La lampada al sodio a bassa pressione è una sorgente luminosa antiquata che irradia una luce giallo-arancione, spesso utilizzata nei lampioni stradali precedenti. Essenzialmente, è una luce monocromatica composta da due righe spettrali gialle ravvicinate con una distribuzione della lunghezza d'onda di 589,0 nm e 589,6 nm.
La lampada al sodio a bassa pressione non ha alcuna capacità di resa cromatica. In effetti, il suo valore CRI è -47 attraverso il calcolo. Tutti gli 8 campioni di colore testati sembravano essere avvolti in un giallo torbido. Questo spiega perché di notte è difficile trovare la propria auto in un parcheggio illuminato da queste sorgenti luminose.
Non importa di che colore sia l'auto, tutte le auto hanno lo stesso aspetto sotto l'illuminazione delle lampade al sodio a bassa pressione. (Sebbene i valori CRI possano essere negativi nella definizione di CRI, di solito convergono a zero, il che è molto negativo.)
Le lampade al sodio a bassa pressione pongono un piccolo dilemma ai progettisti dell'illuminazione responsabili: la loro efficienza luminosa è estremamente elevata, raggiungendo i 150 lm/W, ma sono generalmente poco apprezzate a causa dell'aspetto antiestetico degli oggetti sotto la loro illuminazione e della mancanza di resa cromatica.

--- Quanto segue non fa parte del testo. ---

PR #625, opened 2020-03-19
(ci/optim): add caching for yarn install

agilgur5:
- via [bahmutov/npm-install](https://github.com/bahmutov/npm-install)
- it handles all the cache steps, yarn vs. npm, OS differences, etc

### DIFF
--- a/.github/workflows/nodejs.yml
+++ b/.github/workflows/nodejs.yml
@@ -17,8 +17,8 @@ jobs:
         with:
           node-version: 10.x
 
-      - name: Install deps and build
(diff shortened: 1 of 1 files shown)


agilgur5:
So it's at least twice as fast on the Ubuntu runs, which is great!

But it fails on Windows and macOS and is probably a bit slower as a result. Filed https://github.com/bahmutov/npm-install/issues/24

agilgur5:
Merging as some caching is still better than no caching. And any bugfixes will probably apply without needing to make any changes. If changes need to be made, can improve on this at a later date.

In molti apparecchi di illuminazione sono state sostituite da lampade al sodio ad alta pressione con efficienza luminosa leggermente inferiore e altre sorgenti luminose con valori di CRI più elevati. La tabella 1 elenca la temperatura del colore e il valore CRI di alcune sorgenti luminose comunemente utilizzate.
Detto così tanto, questo può rispondere chiaramente alla domanda iniziale, perché la qualità dell'illuminazione del museo's deve essere superiore a CRI 95, perché la resa cromatica sopra CRI 95 può rendere la riproduzione del colore più pura, saturo e completo, per te Presentare veramente i dettagli squisiti e i colori brillanti di preziose reliquie culturali e opere d'arte.